These Researchers Think They Have a Solution to the Global Crisis in Drug Prices

Friday, November 4, 2016

Jerome Zeldis remembers exactly how he felt when he heard about the $84,000 price tag on a powerful new hepatitis C treatment three years ago.

“I was somewhere between annoyed and outraged,” recalled Zeldis, the former chief medical officer of the biotech juggernaut Celgene.

The cost of a 12-week course of Gilead Sciences’ drug Sovaldi triggered fierce pushback from insurers, politicians and the public, and helped spark a national debate on high drug prices.

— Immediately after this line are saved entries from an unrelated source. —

PR #1603, opened 2025-01-30
api: fix schema reference for create topic response type

bojand:


weeco (approved):

kbatuigas (approved):
lgtm!

proto/redpanda/api/dataplane/v1alpha2/topic.proto
```diff
@@ -246,7 +246,7 @@ service TopicService {
         value: {
           description: "Topic created"
           schema: {
-            json_schema: {ref: ".redpanda.api.dataplane.v1alpha2.Topic"}
```
sago2k8, line 249: Based on the line https://github.com/redpanda-data/console/pull/1603/files#diff-b77c277ef1c6ab384b61eab06ad8168e65586171bdcd714658d16faf756dafb5L239 I don't think the response is correct.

As a physician, Zeldis had cared for hundreds of patients infected with hepatitis C and seen how, untreated, the virus ravaged people’s livers. That a high price could bar patients from easy access to a cure seemed unethical to him in the face of a rare public health opportunity to vanquish a disease that afflicts 150 million people globally.

“If we make it affordable … this epidemic can be cured,” Zeldis said. “I want to be bold — I want to treat 100 million people by 2030 — end of story. And there is really no reason why we can’t.”

Zeldis had been mulling hepatitis C therapies, and he believed it was possible to develop a medicine, sell it for a fraction of the price of Sovaldi and still make money.